La Repubblica Democratica del Congo (RDC) si sta muovendo invece in un panorama completamente diverso. Le ricchissime potenzialità del bacino imbrifero permettono alla RDC di produrre la quasi totalità del fabbisogno di energia elettrica da impianti idroelettrici. Inoltre, i progetti di sette ulteriori dighe sull’Inga promettono di farne addirittura un esportatore per i paesi limitrofi. Tale progetto sembra rendersi necessario dal momento che il governo è intenzionato ad espandere la rete di distribuzione per garantire finalmente energia elettrica alla totalità della popolazione (se riuscisse a coprire l’intero paese, e tenendo conto di industrializzazione e popolazione crescenti, la domanda di energia crescerebbe di 10 volte in 20 anni, rendendo di fatto imprescindibile e necessaria la crescita dell’input energetico).
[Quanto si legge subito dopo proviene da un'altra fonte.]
PR #285, opened 2026-09-15
feat(setup): add durable native ALM import

nkemms:
## Summary

This change adds a durable native package-import path for creating a Dev agent or explicitly replacing one exact target. It separates the remote package mutation from local workspace attachment and makes interrupted operations safe to resume.

## Description

A maker can choose a package, confirm a create or exact-target replacement, and retain enough operation evidence to verify the result without replaying the mutation. Replacement is limited to the confirmed agent, redirects and automatic mutation retries are disabled, and successful imports hand off to the existing Dev attachment path. The package-import route remains an advanced explicit option rather than the default setup choice.

## Outcome

Ready for review after #276. The change is replay-safe, preserves setup provenance, and keeps package mutation separate from local workspace projection.

## Testing

Live testing covered fresh creation, exact-target replacement, retained-identity verification, resume from a saved operation receipt without a second import, and successful Dev workspace attachment. Focused import, attachment, routing, and AgentBuilder tests passed locally; GitHub checks pass except for the same two Linux filename-casing assertions corrected in #287, where the combined stack is green.


amilandi (dismissed):

srideshpande (approved):
Changes are already reviewed. Approving as it is a new iteration.

PR #287, opened 2026-09-15
feat(setup): add MOS starter import path

nkemms:
## Summary

This change lets a maker with no existing agent choose an entitled Employee Self-Service starter and create a new editable Dev agent. It completes the setup stack with guarded creation, workspace-local sign-in reuse, occupied-workspace routing, and reliable resume behavior.

## Description

Setup reads the native starter catalog, presents the available products, and creates only the package the maker explicitly confirms. The create request is protected against accidental replay, the agent's ALM setting is persisted and verified, and the result is handed to the shared Dev attachment path. If the current workspace already contains an agent, setup offers to continue with it, create a sibling workspace for another agent, or cancel; known older setup state is migrated without requesting a redundant agent URL.

## Outcome

Ready for review. Review the stack in order: #277 → #276 → #285 → #286 → #287; this PR is the shareable entry point for the complete setup journey.

## Testing

Live testing confirmed entitled-package discovery, HTTP 201 starter creation with returned agent identity, persisted ALM configuration, and a final attached workspace reporting `workspace-ready` and `connectReady: true`. Existing-agent resume also confirmed one-time cached-account selection, direct recorded-target validation, legacy-state migration, and workspace refresh. All current GitHub checks pass; the lifecycle suite completed with 570 tests passing and one platform-specific symlink test skipped, and CodeQL passed.


amilandi:
Reviewed with a specific eye on setup robustness/consistency. I've noticed some issues with this skill recently. This PR addresses it directly, not just as a side effect of adding the MOS starter path. Highlights:

- **Occupied-workspace gate** on `/setup` with explicit Continue / new-workspace / Cancel, no preselect.
- **New workspace = detached Git worktree** in a sibling folder; refuses to run on a dirty tree and never overwrites in place.
- **One-time account selection** via new `cached-accounts` subcommand, threaded as `--account` through every subsequent script. No more repeat MS sign-in prompts.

Tuttavia, la rete di distribuzione è ancora lacunosa, e interventi per raggiungere le ampie zone rurali sarebbero da considerarsi prioritari.
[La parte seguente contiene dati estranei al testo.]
PR #289, opened 2026-09-17
ESS Diagnostics: interactive transcript-diagnosis skill (replaces Python tool)

RamananVr:
## Summary

Replaces the standalone ESS Diagnostics **Python tool** with a single self-contained **Claude skill** (`tools/ESS-Diagnostics-Skills/SKILL.md`) that walks a Field Engineer (FDE) through a Copilot Studio / PVA transcript interactively and produces evidence-cited outputs. The entire Python pipeline (`src/`, `tests/`, `pyproject.toml`) is removed.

Infine, vale la pena esaminare la situazione della Nigeria, la più grande economia del continente subsahariano. La Nigeria è un buon esempio della volontà di intensificare la produzione di gas naturale e al contempo di puntare sulle rinnovabili (in questo caso energia solare). Ad oggi, l’80% dei generatori di energia è alimentato a gas, ma il restante 20% è quasi interamente supportato da petrolio. Da qui al 2040, il governo federale ha manifestato l’intenzione di incentivare l’utilizzo dell’enorme potenziale fotovoltaico, andando a soppiantare quel 20% che oggi fa capo al fossile. Uno dei problemi della Nigeria, tuttavia, rimane la bassa densità di distribuzione e i frequenti cali di tensione, una situazione che rischierebbe di frenare l’imponente sviluppo delle industrie, soprattutto nella regione di Lagos – una delle zone con la crescita demografica più imponente al mondo.
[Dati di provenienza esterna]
PR #599, opened 2022-02-16
Kv parity issues 94, 95, 96

scottf:
https://github.com/nats-io/nats-architecture-and-design/issues/94 Items 1 and 3
https://github.com/nats-io/nats-architecture-and-design/issues/95
https://github.com/nats-io/nats-architecture-and-design/issues/96

* 94: v2.7.2+, the KV stream need to be created with the DiscardNew
* 94: use Pending+Delivered.Consumer from the subscription to determine if end of data marker should be sent
* 95: use of prefix as defined in https://github.com/nats-io/nats-architecture-and-design/blob/main/adr/ADR-19.md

La vera sfida del continente africano per gli anni a venire sarà la capacità di assicurare energia elettrica pulita a tutta la popolazione. Di sicuro, l’Africa sta impostando il proprio orizzonte energetico lontano dal fossile. Ma capitalizzare il potenziale del gas naturale e soprattutto delle rinnovabili significa anche rimediare ad una rete spesso inadeguata, sia per capacità che per estensione.
Un’integrazione transnazionale nella generazione di energia, unita a miglioramenti locali nella gestione della rete elettrica riuscirebbe a portare energia sicura e a basso costo a tutta la popolazione. L’intero continente, al momento, è lontano dall’efficienza energetica richiesta – sia negli usi quotidiani che nei processi industriali – e l’ottimizzazione delle ampie risorse disponibili è imprescindibile per sostenere uno sviluppo armonioso.